Hicks made a dismissive hand gesture. ‘No. I just told him how it was Billy and me got into the fight. For the way he cussed Annie. It was all the marshal asked about.’

‘Ward Flynt is a man who’s easily satisfied as far as doing his job is concerned,’ Annie said scornfully. ‘On account of how he’s such a lazy, good-for-nothing so-and-so. But if he don’t know about Billy Childs and Olivia Colbert pitching woo one time, he’s the only person in Eternity who doesn’t, I reckon.’
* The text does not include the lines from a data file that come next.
PR #8530, opened 2026-02-25
Add ConceptMap Mappings tab with grouped sections table

maddyli:
## Summary

- Adds a **Mappings** tab to the ConceptMap resource page in the Medplum app
- Displays `ConceptMap.group[]` as grouped 2D table sections, one per source→target system pair
- Each section shows source/target system URIs as a header, and a table with columns: Source Code, Source Display, Equivalence, Target Code, Target Display, Comment
- Handles 1:many mappings via `rowSpan` on source cells
- Shows `group.unmapped` fallback rules as a note below each group table
- Shows an empty state when no groups are defined

## New files

- `ConceptMapMappingsDisplay.tsx` — main display component
- `ConceptMapMappingsDisplay.module.css` — scoped styles (Mantine variables, light/dark mode)
- `MappingsPage.tsx` — route handler (mirrors `PreviewPage` pattern)

## Modified files

- `ResourcePage.tsx` — adds `'Mappings'` to `getTabs()` for `ConceptMap`
- `AppRoutes.tsx` — registers the `mappings` route

## Test plan

- [x] 23 tests across 2 test files (`ConceptMapMappingsDisplay.test.tsx`, `MappingsPage.test.tsx`)
- [x] `ConceptMapMappingsDisplay.tsx`: 100% statements, 95.45% branches, 100% functions, 100% lines
- [x] `MappingsPage.tsx`: 100% across all metrics
- [x] TypeScript type check passes (`tsc --noEmit`)

🤖 Generated with [Claude Code](https://claude.com/claude-code)

PR #9884, opened 2026-07-15
feat(react): ConceptMap builder UI

### LINKED ISSUE #7567: Create ConceptMap Build UI
Similar to how PlanDefinition has a Builder tab, create a ConceptMap Builder tab. 

This tab should have a table with the following features: 
- A left side of the table where you can view/select the source system and code
- A right side of the table where you can view/select the corresponding target systems and codes
- Ability to repeat this component to edit/create multiple mappings left-to-right
- Other data (name, description, url, etc) stored in normal details tab and not editable via the tab/component in question, much like the PlanDefinition builder

everett-williams:
## Summary

Adds a **Builder** tab for `ConceptMap`, for visually authoring `group[] / element[] / target[]`
mappings (e.g. SNOMED CT → ICD-10). Implements #7567.

Small maps get an editable row grid; maps above 10,000 source codes get a read-only mappings
table instead, reviving the design from the closed #8530.

## What's in it

**Editable builder** (`packages/react/src/ConceptMapBuilder/ConceptMapBuilder.tsx`)
- Per-group source/target `CodeSystem` pickers, prefilled from the group's stored canonical URL,
  with a raw-URL fallback for systems that aren't loaded as resources
- Bound source/target code pickers via `CodingInput`, using the resolved `CodeSystem.valueSet`
- Required, grouped equivalence `Select` (all 10 R4 values), plus explicit no-map
  (`equivalence: unmatched`), visually distinct from not-yet-mapped
- Search over source and target codes, displays, and comments; filter by mapped / unmapped /
  no-map; per-group coverage count
- 200-row display cap. The cap never touches state, so large maps round-trip losslessly.

**Read-only mappings table** (`ConceptMapMappingsTable.tsx`)
- One table per source→target system pair; separate source code / display columns; `rowSpan` so a
  1:many mapping reads as one logical row; `group.unmapped` fallback rule; 1,000-row cap per group
- Exported separately, so it can back a standalone view later

**App wiring**: `ConceptMap` Builder tab (`ResourcePage`) + `BuilderPage` case.

## Notes for reviewers

- **Comments are required for `narrower`/`inexact`.** FHIR invariant `cmd-1` mandates them and the
  server rejects the save, so the form blocks it up front. Two existing test fixtures were invalid
  under `cmd-1` and are corrected here.
- **Search exists because find-in-page is misleading.** Both views cap rendered rows, so Ctrl-F
  silently misses matches. Search runs over the full `element[]`, before the cap.
- **Maps over the edit limit are not editable via JSON either** — the server rejects bodies over
  `maxJsonSize` (1 MB default). The read-only banner points at `ConceptMap/$import` instead.
- **`$import` caveat.** Mappings loaded with `ConceptMap/$import` live outside the resource, so
  this tab can't see them, and saving any inline mapping makes the server re-derive its mapping
  table from `group[]` alone — deleting them. There's no API to detect imported mappings, so the
  builder warns when an edit is pending on a map that arrived with no inline groups. That's a
  mitigation, not a fix; the underlying behaviour needs provenance on the server's mapping rows.

## Test plan

- [x] 45 tests across `ConceptMapBuilder.test.tsx` and `ConceptMapMappingsTable.test.tsx`
- [x] `tsc --noEmit` clean for `@medplum/react` and `@medplum/app`; lint and prettier clean
- [x] Exercised against a local server with generated maps at 7, 5, 350, and 10,050 elements,
      covering the render cap, the read-only threshold, and lossless save above the cap


techdavidy:
@claude review please

packages/react/src/ConceptMapBuilder/ConceptMapBuilder.tsx
```diff
@@ -0,0 +1,1102 @@
...
+  const [selectedKey, setSelectedKey] = useState<string>();
+  const [hoverKey, setHoverKey] = useState<string>();
+  const [value, setValue] = useState<ConceptMap>();
+  const [error, setError] = useState<string>();
+
+  useEffect(() => {
+    medplum
+      .requestSchema('ConceptMap')
+      .then(() => setSchemaLoaded(true))
+      .catch(console.log);
```
techdavidy, line 87: show error notification here

techdavidy:
Screenshot 2026-07-24 at 5 24 16 PM

let's get some designer feedback. 
Maybe instead of having source and target side to side they can be stacked.

PR #9886, opened 2026-07-16
[Provider]: Add availability overlay during scheduling

noahsilas:
- Hoist the selected HealthcareService state up to `<ScheduleDetails>`, so that it can extract availability information and pass it into the Calendar widget

- Update the Calendar widget to highlight the available time (via the FullCalendar "business hours" feature)

- We stop auto-selecting a healthcare-service when there is only one, as it makes the availability highlight a bit confusing and not dismiss-able. Now you have to explicitly click in to the service to see the highlight appear.

## Implementation Notes
- A Schedule may have may Scheduling Parameter extensions, which may each have many `availability` sub-extensions, which may each have many `availableTime` sub-sub-extensions. This makes some of the data handling work here tricky.
- We support `availableStartTime` + `availableEndTime` or `allDay` options within the `availableTime` entries
- If the end time is less than the start time, we consider it to wrap to the next day. Example: "22:00:00 - 06:00:00" is an eight hour shift from 10pm - 6am the following day.

## Screenshots

The screenshots are slightly out of date - they include some footer information that showed the source of scheduling information. I've removed that to keep this PR more tightly scoped, and intend to follow up on revealing scheduling configuration more thoughtfully later.

- A schedule type with no availability info set is 24/7 available
Screenshot 2026-07-15 at 7 01 05 PM

- HealthcareService availability can be highlighted
Screenshot 2026-07-15 at 7 02 03 PM

- Per-Schedule overrides of the availability take precedence over HealthcareService availability
Screenshot 2026-07-15 at 7 03 26 PM

### DIFF
--- a/examples/medplum-provider/src/components/schedule/FindPane.test.tsx
+++ b/examples/medplum-provider/src/components/schedule/FindPane.test.tsx
@@ -268,36 +268,6 @@ describe('FindPane', () => {
     });
   });
 
-  describe('Auto-Selection with Single Service', () => {
-    test('auto-selects when there is exactly one schedulable service', async () => {
-      const schedule = createScheduleWithServices([healthcareService]);
-
-      await act(async () => {
-        setup({ schedule });
-      });
-
-      // Should immediately show the service type name, not the selection UI
-      expect(screen.getByText('Annual Checkup')).toBeInTheDocument();
-      expect(screen.queryByText('Schedule…')).not.toBeInTheDocument();
-
-      // Should fetch slots automatically
-      expect(medplum.get).toHaveBeenCalled();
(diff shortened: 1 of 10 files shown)


noahsilas:
I haven't polished and fully tested this yet, putting it up for @finnbergquist and @AndyStoneman as a reference implementation for now.

I'm not sure if the "Details" expando in the find-pane footer is the right place for exposing that information, but it made it much easier for me to spot-check while I was debugging, so I left it in for now. I have a separate branch working on a more full UI treatment of all the scheduling parameters but that one is even less prepped than this one.

mattlong (approved):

Edge rose from the comfortable chair in front of the warm stove, put on his hat and said: ‘Much obliged for the information, feller. And you, too, ma’am’

Annie got up from behind the desk and Hicks heaved himself reluctantly out of his chair with a bleak eyed look at the papers strewn over his desk.

61

‘Was a pleasure, Mr Edge. Anything’s a pleasure if it gets me out of reading and writing damn fool dockets for a spell.’

‘At least you do your job as it ought to be done,’ his wife excused. ‘You maybe do it late sometimes but you don’t shirk it like some folks I could name.’

‘Did Billy Childs do a good job?’ Edge asked as he went to the front door and peered out through the now rain-spotted window at where a newly risen wind was swinging and squeaking the depot signboard on its rusted brackets.

‘Best telegraph operator there’s ever been here in my time up until a few weeks ago. And he was pretty damn conscientious to boot. The way he took the wires out to whoever they were meant for, regular as clockwork.’

‘And sometimes he’d visit when he didn’t have no messages for them,’ Annie said pointedly from the rear doorway of the office.

Edge paused beside the front one. ‘How’s that, Mrs Hicks?’

‘Billy had a regular run twice a day. Just like a big city mailman. Times when he’d shut up his office and go out to deliver the messages to those folks that didn’t stop by to see if there was anything for them. That’s how we first got an idea about him and Olivia. It seemed that most days he’d go out to the Colbert place. And everyone knew there weren’t that many telegraphs for the Colberts or the men who work for them.’

‘Why, woman, I recall a time when I’d make any excuse to visit with you,’ Hicks said with a nostalgic grin. ‘The boy was smitten by Olivia and it was only natural he – ‘

‘Oh, get back to your dockets, Travis,’ his wife chided with a brighter smile. ‘As I recollect, it wasn’t so much me you made excuses to come to the house for. More often than not it was for my ma’s cooking.’

Hicks looked at Edge and broadened his grin. ‘Well, a growing boy needs sustenance if he’s to perform his duties in every respect, ain’t that right, Mr Edge.’

The woman’s reference to food had again pushed thoughts of breakfast to the forefront of Edge’s mind as he pulled open the door to let a blast of cold, damp air into the warm office and replied: ‘Reckon so, feller.’

‘And Annie’s ma could roast any kind of meat and cook dumplings in gravy better than any woman I’ve ever known.’

‘And you ate like a pig while I had to wait for any kind of attention from you.’ His wife complained pensively as she went through the rear doorway.’

Edge showed a wry expression to the still grinning Hicks as he suggested: ‘I hope after you’d eaten your fill you got your just desserts?’

63

CHAPTER • 8

______________________________________________________________________

EDGE HAD a solid breakfast at a corner table in the Grossman Coffee Shop
and
Restaurant situated between the newspaper office and a gunsmith’s premises. It was unusually late in the morning to eat the first meal of the day and too early for the next one. And today nobody was interested in the ten-cent coffee and cake special. So he had the small, immaculately clean, ten-table establishment to himself: apart from the matronly owner who expertly cooked and cheerfully served him with the ham and eggs he had ordered and then returned to the kitchen. Her name was Maggie Grossman and she was a deaf mute who could probably lip read better than most people in possession of all their faculties were capable of listening.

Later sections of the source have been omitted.